··· RECORDS SHOWN ···
Issue #2645, opened 2021-02-04
[Feature request] Stop all sounds & music if window is minimized


Vadim-Karpenko:
Hello everyone,
Is there a way to stop playing all the sounds from the game if the window is minimized and then continue from the same spot when game is maximized again?

Did try to find how this can be achieved, but no luck yet. Any help would be appreciated

renpytom:
This should be controlled by a preference that defaults to False.

renpytom:
@jsakaa asked to take this on as part of a university project.

Andykl:
Fixed by #3431.

PR #3431, opened 2022-04-19
Pause audio when window is minimized

jsakaa:
Attempted implementation of #2645. Governed by a preference; should pause all audio tracks when the game window is minimized and resume them when it is maximized by default.

### DIFF
--- a/renpy/common/00preferences.rpy
+++ b/renpy/common/00preferences.rpy
@@ -218,6 +218,9 @@ init -1500 python:
          * Preference("high contrast text", "toggle") - Toggles high contrast text.
 
 
+         * Preference("audio when minimized", "enable") - Enable sounds playing when the window is not in focus.
+         * Preference("audio when minimized", "disable") - Disable sounds playing when the window is not in focus.
+         * Preference("audio when minimized", "toggle") - Toggle sounds playing when the window is not in focus.
 
          Values that can be used with bars are:
 
@@ -499,6 +502,14 @@ init -1500 python:
                 elif value == "toggle":
                     return [ ToggleField(_preferences, "high_contrast"), _DisplayReset() ]
 
+            elif name == _("audio when minimized"):
+
+                if value == "enable":
+                    return SetField(_preferences, "audio_when_minimized", True)
+                elif value == "disable":
+                    return SetField(_preferences, "audio_when_minimized", False)
+                elif value == "toggle":
+                    return SetField(_preferences, "audio_when_minimized")
 
             mixer_names = {
                 "music" : "music",
--- a/renpy/display/core.py
+++ b/renpy/display/core.py
@@ -4177,7 +4177,17 @@ class Interface(object):
 
                     if ev.state & 2:
                         self.keyboard_focused = ev.gain
-
+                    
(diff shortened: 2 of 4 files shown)


Booplicate:
Let's say developer (or user via a button action) paused music. Would changing focus unpause music? Looking at the code I think it would. But I'd say it's not expected - we shouldn't unpause music which was intentionally paused before.

Gouvernathor:
If parts of the code need to be re-done for the reasons stated above (and that's a big if), and if there are no technical advantages to pausing, I would slightly prefer the sound be muted rather than paused.
One reason would be that fullscreen games work more that way, in my experience. Another would be that ATL and screen timers and time-taking elements of renpy won't be paused in the meantime.

Booplicate:
Actually, I agree, I'd also prefer the sound to be muted than paused. If I recall correctly there's also one special channel (`audio`?) which can't be paused either?

jsakaa:
> Let's say developer (or user via a button action) paused music. Would changing focus unpause music?

I had the same concern, but it shouldn't as it is currently. 
It's a little ambiguously written but the boolean that governs whether the audio should unpause upon changing focus only becomes True if there was a matching minimization of the window beforehand. I should probably give that value a better name, since 'audio_paused' is somewhat misleading in hindsight.
So that is to say that just changing mouse or keyboard focus for instance shouldn't trigger audio to unpause.

> But I'd say it's not expected - we shouldn't unpause music which was intentionally paused before.

I don't believe it would, since this sort of mirrors the functionality of the 'check_suspend()' function earlier in the file for Android. I brought this worry up to Tom over Discord and that was the conclusion he came to as well.

I do also agree that muting would be preferable to pausing, though, since that does model the behavior of most games in my experience as well. I'll try to see to making that change.

Gouvernathor:
Just to dig in on that risk of mistakenly unpausing things, and this may be an unnecessary concern - what if I have a paused channel, and another upaused channel, and I minimize and reopen the game ? It will leave the fist channel as it was, and unpause the second channel ?

jsakaa:
> It will leave the fist channel as it was, and unpause the second channel ?

I believe that would be the behavior, looking at this snippet of relevant code from 'periodic()' in the 'channel' class in 'audio.py'.

As per my understanding,
after 'pause_all()' is called, I think that for the channel that was already paused by the developer/user, 'self.context.pause' would be True, as would be 'global_pause', making 'want_pause' equal to True as well. Then, 'self.paused' would equal 'want_pause' meaning the condition is not met and that this already paused channel would remain paused.
After, when the user maximizes the window and 'unpause_all()' is called, 'self.context.pause' would still be true even if 'global_pause' is now false, meaning that 'want_pause' would be equal to True. 'self.paused' would still be equal to True as it was not changed earlier, meaning that once again the condition is not met and the channel is not unpaused.

Though please let me know if I've had a misunderstanding! 

```
want_pause = self.context.pause or global_pause

if self.paused != want_pause:

            if want_pause:
                self.pause()
            else:
                self.unpause()

            self.paused = want_pause
```

renpytom:
This looks good to me - I'm merging it now. Thank you for the contribution.

PR #3433, opened 2022-04-20
Document how the fixed properties work

Gouvernathor:
That is, when offer_screen isn't a thing.

### DIFF
--- a/sphinx/source/style_properties.rst
+++ b/sphinx/source/style_properties.rst
@@ -1061,11 +1061,11 @@ These are used with the fixed layout.
     bottom side of the bottommost child of the fixed.
 
 Note that children with relative positions or variable sizes can
-induce surprising behavior with boxes, when these properties are
-applied. This is because the children are placed and sized as if
+induce surprising behavior with Fixeds, when these properties are
+applied. This is because the children are first placed and sized as if
 these properties didn't exist, and only then, from the way the children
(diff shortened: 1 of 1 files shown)


sphinx/source/style_properties.rst
```diff
@@ -1060,6 +1060,13 @@ These are used with the fixed layout.
     If True, the size of the fixed layout is shrunk vertically to match the
     bottom side of the bottommost child of the fixed.
 
+Note that children with relative positions or variable sizes can
+induce surprising behavior with Fixeds, when these properties are
+applied. This is because the children are first placed and sized as if
```
renpytom, line 1065: I don't like the wording of this. Everything is surprising if you don't understand it. It makes sense to document this, but we don't need to say it's surprising.

mal:
I've read this several times, and still am not clear on what this is seeking to clarify. It doesn't tell the reader anything actionable or otherwise of use, and seems to simply amount to "this may not work how you think", which is entirely subjective and circles back to Tom's point.

Gouvernathor:
Describing how things work is the purpose of documentation, and in that goal I find it safer to presume that someone doesn't know something rather than the opposite, as it results to more and clearer information available.
This clarifies the reason why offer_screen was added (without saying it), and what happens without it.
Somewhere there's a contradiction though : you can't say that this information is unnecessary for certain users, and that it's an implementation detail at the same time.

PR #3438, opened 2022-04-21
Rewrite docs for Creator-Defined Statements

jsfehler:
This PR makes the following changes to the CDS docs:

- Move the example section to the top of the page. This established a hierarchy for the information from broad to increasing in specific detail.
- Adds return values to the Lexer class docs.
- Change Lexer method docs from a passive voice ("Returns the apple") to an active voice ("Return the apple")


renpytom:
Merged, looks great, thank you.

PR #3450, opened 2022-04-25
Clarify and add internal reference for automatic image definition

Gouvernathor:


renpytom:
This isn't right. Auto-defined images are the same thing as other images at this level.

Gouvernathor:
That's true, but the rules of auto-defined images aren't the same as for the manually defined ones. I think I was the one who added "or to a filename" and it isn't correct.
Lowercasing, and the replacement of underscores (and dashs ?) with spaces are one of the differences, and that's what I wanted to reference. Also the manually-defined images take precedence, which is why I put them on a line before.

For a different phrasing, we could add "... This includes (ref)automatically-defined images from the image directory.".

renpytom:
From this perspective, images are the same no matter how much it's defined. I do think it's fine to mention auto-defined images, but they should be called out as something overly special.

PR #3464, opened 2022-04-30
Subclass functools.partial for better performance

mal:
Builds on @Gouvernathor's work in #3246 to address some of the compatibility concerns and provide a clean migration path when deserialising old save data, without introducing further dependency on the old Curry class.

To help give confidence in the unpickling approach, a small demonstration of pickles being created with the old code, and unpickled with the new code (in py2, and py3) can be found here: https://gist.github.com/mal/65d2a5aa3dc22480b712b2088c452282. 

Relevant notes from commit messages:

> The underlying functools.partial doesn't have an \_\_init__ method, so the
> super call bounces up to object which doesn't take arguments. This is
> fine in normal use but presented issues in some pickling scenarios.
> 
> Since we can be slightly more efficient without it, and it avoids the
> edge cases with pickle, nuke it.

> [Migration] is done by having [Curry]'s \_\_new__ method return a Partial instance
> created with a placeholder callable (hash), and rebound setstate method
> capable of converting the state of the old Curry instance into the
> format that functools.partial expects.
> 
> Any attempt to create a new instance of the Curry class directly will
> result in an instance of Partial, avoiding further propagation of the
> deprecated class.
> 
> As all of the extra work for compatibility only occurs when attempting
> to deserialise Curry instances, we don't impact performance of the new
> Partial class, or compromise it's API into the future.

### DIFF
--- a/renpy/curry.py
+++ b/renpy/curry.py
@@ -47,6 +47,7 @@ class Curry(object):
         return rv
 
     def __setstate__(self, state):
+        state.pop('hash', None)
         state = (state.pop('callable'), state.pop('args'), state.pop('kwargs'), state)
         return super(Partial, self).__setstate__(state)
 
--- a/renpy/curry.py
+++ b/renpy/curry.py
@@ -27,47 +27,25 @@ import functools
 
 
 class Curry(object):
-    # essentialy the same as Partial, kept for compatibility
+    """
+    :undocumented:
 
-    hash = None
+    Compatibilty class that exists solely to deserialise instances from
+    old saves into instances of the replacement Partial type below.
+    """
 
-    def __init__(self, callable, *args, **kwargs):  # @ReservedAssignment
-        self.callable = callable
-        self.args = args
-        self.kwargs = kwargs
-        self.__doc__ = getattr(self.callable, "__doc__", None)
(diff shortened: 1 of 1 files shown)


renpy/curry.py
```diff
@@ -23,54 +23,68 @@
...
+            _hash = hash(self.func) ^ hash(self.args)
 
-        if self.hash is None:
-            self.hash = hash(self.callable) ^ hash(self.args)
+            for i in self.keywords.items():
+                _hash ^= hash(i)
 
-            for i in self.kwargs.items():
-                self.hash ^= hash(i)
+            setattr(self, 'hash', _hash)
```
Gouvernathor, line 85:
```suggestion
            self.hash = _hash
```

mal: Wrote it this way to have it mirror the `getattr` used the start of the function which I find helps in recognising that the same thing being accessed/written. Also ends up having (nominally) better performance.

mal:
Closing in favour of https://github.com/renpy/renpy/pull/3246, with https://github.com/renpy/renpy/pull/3464/commits/dbc0fe93c1fd9b282a44c5205b5a54c6c26cd11a to be re-submitted as a standalone PR.

PR #3466, opened 2022-05-01
Make OpenDirectory public and compat it in launcher

### LINKED ISSUE #3458: Make OpenDirectory() available.
An usecase could be a button that opens the screenshot directory. The player could be clueless or bothered to search it.

I'm using the action from the launcher and it works fine.

Andykl:
This fixes #3458

### DIFF
--- a/launcher/game/android.rpy
+++ b/launcher/game/android.rpy
@@ -283,7 +283,8 @@ init python:
                     pass
 
             if opendir:
-                store.OpenDirectory(dir_to_open)()
+                dir_to_open = os.path.join(p.path, dir_to_open)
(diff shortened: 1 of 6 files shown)


mal:
lgtm, two minor queries:
- All `renpy.run` does for a single action is to call it, so why introduce the extra function hops, is there some extra magic to it?
- Are the in-function imports just to avoid leaking the modules into `store`? If so, I believe it may be possible to omit/hoist the `os` ones, as `os` is [already in `store`](https://github.com/renpy/renpy/blob/69e6ffd09d40208a59c1aee72ad4029988488537/renpy/defaultstore.py#L466).

PR #3566, opened 2022-05-23
Add Update Actions

Booplicate:
I've seen a few cases where people have tried to change a variable using the `SetVariable` action (or similar), but since the value is being evaluated during creation of the action, the variable will only change once.
Example:
```renpy
screen MyScreen():
    default my_variable = 0

    text "My variable: [my_variable]"
    textbutton "Increment variable":
        # This won't work
        action SetScreenVariable("my_variable", my_variable + 1)
```
Usually it's not a big deal, you just create a custom function and change your value there. It's not too much trouble for a global variable, but to do it with a screen variable, the developer has to access the screen scope, which is a quite advanced thing to do.

With my changes one will be able to do:
```renpy
screen MyScreen():
    default my_variable = 0

    text "My variable: [my_variable]"
    textbutton "Increment variable":
        # Works!
        action UpdateScreenVariable("my_variable", lambda i: i+1)
```
which I think is very elegant and easy to do.

The following code allows to test all new actions:
```renpy
screen TestNewUpdateActions():
    default var_a = 0

    vbox:
        anchor (0.5, 0.5)
        pos (0.5, 0.5)

        text "screen var a: [var_a]"
        textbutton "Update a":
            action UpdateScreenVariable("var_a", lambda i: i+1)

        use _TestUsedScreen

        text "global var c: [var_c]"
        textbutton "Update c":
            action UpdateVariable("var_c", lambda i: i+1)

        text "global dict d: {}".format(store.var_d).replace("{", "{{")
        textbutton "Update d":
            action UpdateDict(store.var_d, "my_key", lambda i: i+1)

        text "global object field e: [var_e]"
        textbutton "Update e":
            action UpdateField(store.var_e, "field", lambda i: i+1)

        textbutton "Exit":
            action Return()

screen _TestUsedScreen():
    default var_b = 0

    text "used screen var b: [var_b]"
    textbutton "Update b":
        action UpdateLocalVariable("var_b", lambda i: i+1)

init python:
    class TestObj():
        def __init__(self, field=0):
            self.field = field
        def __repr__(self):
            return "{}(field={})".format(
                type(self).__name__,
                self.field
            )

default var_c = 0
default var_d = {"my_key": 0}
default var_e = TestObj()

label main_menu:
    return

label start:
    $ renpy.retain_after_load()
    call screen TestNewUpdateActions()
    return
```

### DIFF
--- a/renpy/common/00action_data.rpy
+++ b/renpy/common/00action_data.rpy
@@ -21,7 +21,7 @@
 
 init -1600 python:
 
-   ##########################################################################
+    ##########################################################################
     # Functions that set variables or fields.
 
     __FieldNotFound = object()
@@ -52,13 +52,13 @@ init -1600 python:
     @renpy.pure
     class SetField(Action, FieldEquality):
         """
-         :doc: data_action
-         :args: (object, field, value)
+        :doc: data_action
+        :args: (object, field, value)
 
-         Causes the a field on an object to be set to a given value.
-         `object` is the object, `field` is a string giving the name of the
-         field to set, and `value` is the value to set it to.
-         """
+        Causes the a field on an object to be set to a given value.
+        `object` is the object, `field` is a string giving the name of the
+        field to set, and `value` is the value to set it to.
+        """
 
         identity_fields = [ "object" ]
         equality_fields = [ "field", "value" ]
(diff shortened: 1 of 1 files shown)


mal:
Your first example (despite the comment) already appears to work, so I'm a little confused as to what's being addressed with this change. Moreover, passing lambdas into actions is generally a bad idea as they cannot be serialised and so are likely to lead to problems when saving.

Booplicate:
> Your first example (despite the comment) already appears to work

Hmm last time I tried the action didn't get updated with the next value to set.

renpytom:
Unless something is going wrong, the first example should work. Lambdas can't be loaded or saved, so we don't want to encourage them.

Booplicate:
Yep, tried and it seems to work now, unsure what happened before then.

PR #3573, opened 2022-05-24
Rmove bare excepts from the repository - 2

Gouvernathor:
I'm not too sure about the C file though, maybe it should be excluded.

### DIFF
--- a/module/tinyfiledialogs/tinyfiledialogs.c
···
### DESCRIPTION OF THE TASK
Starting at the line above that contains "high contrast text.", write out each line exactly until the line that contains "unpause music? Looking" has been written, and stop there.

### ANSWER SECTION
          * Preference("high contrast text", "toggle") - Toggles high contrast text.
 
 
+         * Preference("audio when minimized", "enable") - Enable sounds playing when the window is not in focus.
+         * Preference("audio when minimized", "disable") - Disable sounds playing when the window is not in focus.
+         * Preference("audio when minimized", "toggle") - Toggle sounds playing when the window is not in focus.
 
          Values that can be used with bars are:
 
@@ -499,6 +502,14 @@ init -1500 python:
                 elif value == "toggle":
                     return [ ToggleField(_preferences, "high_contrast"), _DisplayReset() ]
 
+            elif name == _("audio when minimized"):
+
+                if value == "enable":
+                    return SetField(_preferences, "audio_when_minimized", True)
+                elif value == "disable":
+                    return SetField(_preferences, "audio_when_minimized", False)
+                elif value == "toggle":
+                    return SetField(_preferences, "audio_when_minimized")
 
             mixer_names = {
                 "music" : "music",
--- a/renpy/display/core.py
+++ b/renpy/display/core.py
@@ -4177,7 +4177,17 @@ class Interface(object):
 
                     if ev.state & 2:
                         self.keyboard_focused = ev.gain
-
+                    
(diff shortened: 2 of 4 files shown)


Booplicate:
Let's say developer (or user via a button action) paused music. Would changing focus unpause music? Looking at the code I think it would. But I'd say it's not expected - we shouldn't unpause music which was intentionally paused before.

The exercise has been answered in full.